1. An apparatus for grounding one or more cables, each cable having a cable jacket surrounding an electrically conductive layer, the electrically conductive layer of each cable including an exposed portion not covered by the cable jacket, the apparatus comprising:

an electrically conductive enclosure coupled to a ground potential and having an opening therethrough;

a plurality of electrical conductors disposed across the opening to form a lattice, the lattice being configured to receive the one or more cables therethrough such that the exposed portion of the electrically conductive layer of each cable makes electrical contact with at least one of the electrical conductors; and

an electrically conductive connection, the connection being in electrical contact with the lattice and the enclosure such that the electrically conductive layer of each cable received through the lattice is electrically coupled to the ground potential through the lattice, the connection, and the enclosure.

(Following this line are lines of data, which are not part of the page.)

PR #176, opened 2017-12-29
Replace code block with offset to viewWillAppear.

### LINKED ISSUE #162: Status bar squished on iPad
GitHawk Upload by michaelScoff

OlegGordiichuk:
Fix #162

### DIFF
--- a/Trust/Transactions/ViewControllers/TransactionsViewController.swift
+++ b/Trust/Transactions/ViewControllers/TransactionsViewController.swift
@@ -28,6 +28,8 @@ class TransactionsViewController: UIViewController {
     weak var delegate: TransactionsViewControllerDelegate?
     let dataCoordinator: TransactionDataCoordinator
     let session: WalletSession
+    
+    let insets = UIEdgeInsets(top: 130, left: 0, bottom: ButtonSize.extraLarge.height + 84, right: 0)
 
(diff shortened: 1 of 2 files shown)


Trust/Transactions/ViewControllers/TransactionsViewController.swift
```diff
@@ -77,9 +79,12 @@ class TransactionsViewController: UIViewController {
...
         tableView.addSubview(refreshControl)
 
-        //TODO: Find a way to fix hardcoded 32px value. Use bottom safe inset instead.
-        let insets = UIEdgeInsets(top: 130, left: 0, bottom: ButtonSize.extraLarge.height + 84, right: 0)
+        navigationItem.titleView = titleView
+        titleView.viewModel = BalanceViewModel()
+    }
 
+    override func viewWillAppear(_ animated: Bool) {
+        super.viewWillAppear(animated)
```
michaelScoff: I would expect it was a bug because `super.viewWillAppear(animated)` wasn't called?

do we need to set insets every time to solve this issue

OlegGordiichuk: I update method.

OlegGordiichuk:
I fix core issue that was causing problems.

PR #452, opened 2021-06-07
Update renovate config to be less spammy

silverbucket:
This config will:
* Not separate by packages within the monorepo for the same dependency update
* Only create PRs during the weekdays (avoid weekend pileups)
* Wait 3 days after a release before creating the PR
* Auto-update branches when behind master
* Will create an Issue which will act as a dashboard (overview) or all of the existing and pending (not created yet) PRs


galfert (approved):
LGTM

PR #498, opened 2021-07-29
Integration Tests - Github Actions

silverbucket:
This does all the work to spin up a Prosody docker instance, Redis, and Sockethub via Github Actions, then runs the integration tests which currently just connect to the Prosody server via Sockethub.


raucao:
Can we help with making progress here somehow? Seems like the code is getting a bit stale...

silverbucket:
@raucao  - This branch is dependent on the functionality being completed in https://github.com/sockethub/sockethub/pull/596 which has a lot of breaking changes (including a rewritten sockethub client with callback support, and an entirely new approach to the handler issues we faced previously).

The setback was I re-wrote that code twice (there was a first go, which exists as the previous Reference branch) and it turned out to be a huge bit of work, changed a lot of parts, and still needs unit tests. Ideally the work in that branch would be split into a number of smaller PRs but I lost steam with that prospect (as that was the intent after the first reference branch). 

So, I was planning to get some time to add unit tests for that branch and then submit it for review as a `kredits-3` level PR. 

- As for this branch, it seems stale but it's actually not so bad. Dependencies will need to be sorted, but it was really just waiting on the client callback function (so that tests know when they are completed). Then it can be merged essentially as-is, with more elaborate tests in new PRs. This was just to get the basics working.

silverbucket:
@raucao This is finally ready for review!

raucao (approved):
I was able to run this successfully on my machine as is. Nice! :+1:

PR #508, opened 2021-08-03
Unify coverage and set thresholds

silverbucket:
Uses `c8` everywhere (removes some use of `nyc`), and ensures each package that has tests sets thresholds so we don't drop below in the future.


silverbucket:
@galfert @raucao this PR is ready for review, unifies on `c8` for coverage reporting and sets reasonable thresholds for each package.

silverbucket:
ping @galfert or @raucao for review?

galfert (approved):
Works as intended.

PR #516, opened 2021-08-15
Feeds: Fix results not being sent back correctly

silverbucket:
Fixes bug where results where not being propagated back to the client for non persistent platforms (eg. platforms which are shared between any number of users, contain no user-specific info, and can only send data to users as a response to a request). 

Depends on https://github.com/sockethub/sockethub/pull/517 to be merged first.


silverbucket:
@raucao @galfert - this is ready for review as well, can be merged after #517

Issue #491, opened 2021-07-24
XMPP credentials validation: "credentials schema validation failed: /object = Missing required property: server"


raucao:
Server is now optional (which isn't implemented yet), as we discover it via DNS records automatically.

PR #517, opened 2021-08-15
Improved Middleware

silverbucket:
Greatly simplified the middleware logic, and breaks these pieces into stand-alone functions stored in the middleware/ directory. This refactor was done to make use of the Acknowledgements feature of `socket.io` event sending/callback confirmation. 
https://socket.io/docs/v4/emitting-events/#Acknowledgements

However after the refactor, it seems the feature in socket.io was not working as described in the docs. 
Ticket created here: https://github.com/socketio/socket.io/issues/4057 

- [x] Refactor and split up all middleware to stand alone functions in the `middleware/` directory
- [x] Update jsdoc
- [x] Add unit tests for middleware.chain
- [x] Export middlewares from middleware file
- [x] Add unit tests for createActivityObject middleware
- [x] Add unit tests for storeCredentials middleware
- [x] Add unit tests for validate middleware
- [x] Add unit test to verify exception is not thrown by middleware chain 
- [x] Fix bug where schema middleware chain throws error from middleware function, rather than sending an error object to client.

Created a ticket for confirmation callbacks https://github.com/sockethub/sockethub/issues/519 which will be added once the `socket.io` issue is resolved.


silverbucket:
ping @raucao  or @galfert  when you have time to review, this PR has been ready for review for a while.

raucao:
Ah, one more thing from testing with Hyperchannel: it now actually crashes Sockethub with an uncaught exception when the credential validation fails:

```plain
  sockethub:validate:iw8R5mmzEeXtxcexAAAB applying schema validation for credentials +0ms

UNCAUGHT EXCEPTION

Error: credentials schema validation failed: /object = Missing required property: server
    at processCredentials (/home/basti/src/sockethub/sockethub/packages/sockethub/dist/middleware/validate.js:100:21)
```

(The validation there is outdated, with #491 open to update it.)

silverbucket:
> Or even better:
> 
> ```js
> import * as middleware from 'middleware';
> 
> middleware.validate();
> middleware.storeCredentials();
> ```

Good point, I agree this looks best, I was trying to keep the files small and self-contained, but the self-documenting nature of this example wins IMO. 



> Ah, one more thing from testing with Hyperchannel: it now actually crashes Sockethub with an uncaught exception when the credential validation fails:

Nice catch! The previous validation code was careful about bubbling up errors without leaking exceptions from "known" error (like schema validation). Something must have slipped through in the refactor so I'll try to add tests to catch this then fix it.

packages/sockethub/src/middleware/validate.test.data.js
```diff
@@ -0,0 +1,286 @@
+export default [
+  {
+    "name": "basic",
+    "result":true,
```
raucao: How about this?

```suggestion
    "valid":true,
```

packages/sockethub/src/middleware/validate.test.ts
```diff
@@ -0,0 +1,32 @@
+import { expect } from 'chai';
+
+import validate from './validate';
+import asObjects from "./validate.test.data.js";
+import ActivityStreams from 'activity-streams';
+
+const activity = ActivityStreams();
+
+describe('Validates given AS object', () => {
```
raucao:
```suggestion
describe('AS object validations', () => {
```

packages/sockethub/src/middleware/validate.test.data.js
silverbucket: @raucao yeah, I like that better too

silverbucket:
ping @raucao @galfert ^^ :)

raucao (approved):
Code LGTM, and works with Hyperchannel. :+1:

PR #518, opened 2021-08-16
Fix polynominal time required to match regexp

silverbucket:
Fix for what LGTM reported as a polynominal regexp, more info here: https://lgtm.com/rules/1511427506129/


galfert (approved):
👍

Issue #486, opened 2021-07-18
Enable source maps for sockethub-client.js


raucao:
Currently seeing the following error in my browser console with `4.0.1`. Would be nice if source maps worked out of the box...

```plain
Source map error: Error: request failed with status 404
Resource URL: http://localhost:10550/sockethub-client.js
Source Map URL: client.js.map
```

PR #521, opened 2021-08-16
Add route to generated source map for sockethub-client

silverbucket:
Resolves https://github.com/sockethub/sockethub/issues/486

@raucao can you verify this works for you?


raucao (changes requested):
It looks llike there's a URL mismatch still (check the filename):

```
Source map error: Error: request failed with status 404
Resource URL: http://localhost:10550/sockethub-client.js
Source Map URL: client.js.map
```

silverbucket:
@raucao OK, it's a bit of a hack but it should work now. I was able to strip away full path references, but have been unable to remove relative paths. So it specifies the path as `js/sockethub-client.js.map` even though the original JS file is served from `/sockethub-client.js`. I've added a second route to server the map from either `/` or `/js/`, and this works. Not pretty, but it works. :)

raucao:
I'm not sure what you're testing this with, but I still get the error:

```plain
Source map error: Error: request failed with status 404
Resource URL: http://localhost:10550/sockethub-client.js
Source Map URL: client.js.map
```

Do you not see the same? If you use Chrome, then it looks like this for example:

```plain
DevTools failed to load source map: Could not load content for http://localhost:10550/client.js.map: HTTP error: status code 404, net::ERR_HTTP_RESPONSE_CODE_FAILURE
```

silverbucket:
> I'm not sure what you're testing this with, but I still get the error:
> 
> ```
> Source map error: Error: request failed with status 404
> Resource URL: http://localhost:10550/sockethub-client.js
> Source Map URL: client.js.map
> ```
> 
> Do you not see the same? If you use Chrome, then it looks like this for example:
> 
> ```
> DevTools failed to load source map: Could not load content for http://localhost:10550/client.js.map: HTTP error: status code 404, net::ERR_HTTP_RESPONSE_CODE_FAILURE
> ```

Weird, no I don't get this - I get the "Source Map Detected" alter in the devtools when inspecting the code for sockethub-client.js

silverbucket:
@raucao make sure you rm -rf packages/sockethub/dist first - there could be leftover files in there.

silverbucket:
@raucao any update on this? Making sure the old build files are gone should be the fix, because your error is referencing things that don't exist anymore. (client.js is no longer a file)

Issue #495, opened 2021-07-25
sockethub-client overwriting `socket.on` with a version that doesn't support multiple listeners


raucao:
Exactly as stated in the title, it's not possible to register multiple listeners to the same event name with the current `sockethub-client`. It seems to want to do some additional ActivityStreams parsing, but in my use case there was actually no difference between the emitted parsed events and what I got when circumventing the issue by using the `socket.onAny` API for the additional listener instead.

silverbucket:
You are correct that there is some middleware which parses the ActivityStreams, its main purpose is to ensure certain properties exist, expand and collapse objects. For example:

You can register an object once:
```js
sc.ActivityStreams.Object.create({
  '@id': 'foo@kosmos.org`,
  '@type': "person",
  displayName: "Mr.Foo"
});
```

And any time it's sent or received with the ID string:
```js
{
 actor: 'foo@kosmos.org',
 ...
}
```

It would automatically be expanded:
```js
{
  actor: {
    ''@id': 'foo@kosmos.org`,
    '@type': "person",
    displayName: "Mr.Foo"
  }
}
```
Additionally, there is replay functionality in the sockethub client, so it can replay unconfirmed commands when needed (this greatly improved the reliability of keeping state of rooms joined, messages sent, etc.). 

But yeah, I didn't make the new handlers flexible enough, looks like there's just one handler for each unit event name: https://github.com/sockethub/sockethub/blob/8200286125bea0638bbc87c4168cadc1ac4c2eeb/packages/sockethub/src/js/client.js#L148-L158

Should be a fairly simple fix, will try to get to this soon.

PR #522, opened 2021-08-16
Keep client event handlers stored in an array

silverbucket:
Allows for multiple handlers to be registered for the special `on` events that `sockethub-client` needs to intercept. Resolves https://github.com/sockethub/sockethub/issues/495


packages/sockethub/src/js/client.js
```diff
@@ -86,7 +70,9 @@
         } else if (event === 'disconnect') {
           this.online = false;
         }
-        this.__handlers[event](obj);
+        for (let cb of this.__handlers[event]) {
```
raucao, line 73: Looks to me like this should be `const` instead of `let`?

```suggestion
        for (const cb of this.__handlers[event]) {
```

packages/sockethub/src/js/client.js
```diff
@@ -169,7 +155,9 @@
   SockethubClient.prototype.__unpackAndCallHandler = function (event) {
     return (obj) => {
       let unpackedObject = this.ActivityStreams.Stream(obj);
-      this.__handlers[event](unpackedObject);
+      for (let cb of this.__handlers[event]) {
```
raucao, line 158:
```suggestion
      for (const cb of this.__handlers[event]) {
```

raucao (commented):
Yay! :clap: 

Just a syntax nitpick for now (which your text editor should actually warn about, if it's linting the source code live). Have yet to test it with running code.

silverbucket:
I've done some manual testing, but not extensively. I don't have any unit tests set up for this JS file, but plan to add integration tests which would register multiple handlers, etc. (Once that branch work is complete). Created issue: https://github.com/sockethub/sockethub/issues/525

raucao:
Just one question, as I was looking at it: did you consider `removeListener()` to work with this? Because that's actually what we need in Hyperchannel, too.

silverbucket:
@raucao that's not implemented, I'm thinking maybe this would be better to include an actual event emitter which proxies for the socket even emitter, rather than a makeshift one. It would need to basically be re-written though. Maybe this could be a temporary fix for the specific issue with a new task to re-write the whole thing?

raucao (approved):
OK, let's do it as you propose. I was able to test this one with Hyperchannel successfully (albeit the channel join failures directly after the connect still persist, so that's a different issue in the XMPP platform itself).

silverbucket:
Created https://github.com/sockethub/sockethub/issues/526

PR #523, opened 2021-08-16
Fix broken linting

silverbucket:
Linting checks weren't being run properly during compliance, fixed it and fixed some linting errors.


raucao (approved):
LGTM

PR #524, opened 2021-08-16
Remove support for node 15

silverbucket:
Removed support for node 15 from compliance checks. ~~Added node 12 as it's still officially supported.~~


raucao (approved):
:+1:

PR #533, opened 2021-08-21
Documentation link fixes

Cobertos:
Fixes a couple documentation relative links


raucao:
I wonder if these paths are intentional so that it works on https://www.npmjs.com/package/sockethub. I wonder how other monorepos deal with this.

Cobertos:
Hmm, I've had this issue before with non monorepos and just had to use an
absolute URL

silverbucket (approved):

PR #538, opened 2021-08-25
Fix redis options not passing to bull#Queue

### LINKED ISSUE #191: config.REDIS is ignored.
No matter how you configure sockethub, 127.0.0.1 is always used as redis server. PR incoming, by replacing each redisPool with a shared redisPool attached to the sockethub class. May not be ideal; I would love some input.

EDIT: for knowledge, I'm using sockethub as part of working through https://unhosted.org/adventures/6/Controlling-your-server-over-a-WebSocket.html.

Cobertos:
The default export of config does not have any keys except `get()`. Therefore `bull#Queue` was not getting any redis config and using defaults instead

Fixes #191

This is currently only broken in `v4.0.1`. Wasn't able to target the tag


packages/sockethub/src/platform-instance.ts
```diff
@@ -74,7 +74,7 @@ export default class PlatformInstance {
    * When jobs are completed or failed, we prepare the results and send them to the client socket
    */
   public initQueue(secret: string) {
-    this.queue = new Queue(this.parentId + this.id, redisConfig);
+    this.queue = new Queue(this.parentId + this.id, { redis: config.get('redis') });
```
silverbucket, line 90: We need a way to ensure proper use of the `createClient` call, we should verify if we are setting things up wrong or otherwise determine if our implementation is correct and this is a bull issue (perhaps?)

silverbucket:
Possible related Bull issue https://github.com/OptimalBits/bull/issues/841

silverbucket:
After thinking about this a while, it's clear that `createClient` for some reason isn't working as expected, and it will take more investigate to get right -- as there will need to be some manual management of Redis connections. Therefore it probably make sense to simplify the use of Redis to what we know works (this PR), and create a ticket for further investigate to improve possible scalability of Redis connections and Bull. We'll need both an approach for implementation but also for properly verifying behavior.

Created https://github.com/sockethub/sockethub/issues/563

silverbucket (approved):

PR #943, opened 2017-11-01
Fix flight recorder gravity/steering losses calcs

aw1621107:
Patch from lamont on #RO:

    < lamont> steering and gravity losses don’t depend on the rotation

2. The apparatus of claim 1, wherein the enclosure comprises an electrical cabinet configured to house one or more rack subsystems of electronic equipment.

3. The apparatus of claim 1, wherein the plurality of electrical conductors comprises a plurality of flexible conducting wires tensioned across the opening, the conducing wires being interlaced to form a plurality of gaps in the lattice, each gap of the plurality of gaps being defined by a respective set of conducting wires that are configured to flexibly fit about a cable received through the corresponding gap such that at least one of the conducting wires makes electrical contact with the exposed portion of the electrically conductive layer of the cable.

4. The apparatus of claim 1, further comprising a conductive base disposed within the enclosure and extending proximate to an inner periphery of the opening, the electrical conductors being tensioned across the opening from a surface of the base.

5. The apparatus of claim 4, wherein the lattice further comprises a plurality of springs connected to the surface of the base and tensioning the electrical conductors across the opening.

6. The apparatus of claim 4, wherein the lattice and the base are constructed from at least one of nickel copper alloy, tin-plated copper-clad steel, aluminum, beryllium copper, and silicone.

7. The apparatus of claim 5, wherein the connection comprises a wire shielding gasket disposed about the base and the plurality of springs of the lattice.

8. The apparatus of claim 7, wherein the gasket comprises is constructed from at least one of stamped metal, elastomeric core, conductively loaded elastomers, wire mesh, metallized fabric bonded to foam, and conductive packing.

9. The apparatus of claim 7, further comprising an annular cover disposed within the enclosure and fixedly coupled to the gasket, the base, and an interior surface of the enclosure, the cover being configured to maintain a force against the gasket such that the gasket maintains electrical contact with the lattice and the enclosure.

10. The apparatus of claim 9, wherein the cover comprises a metallic material or a plastic material.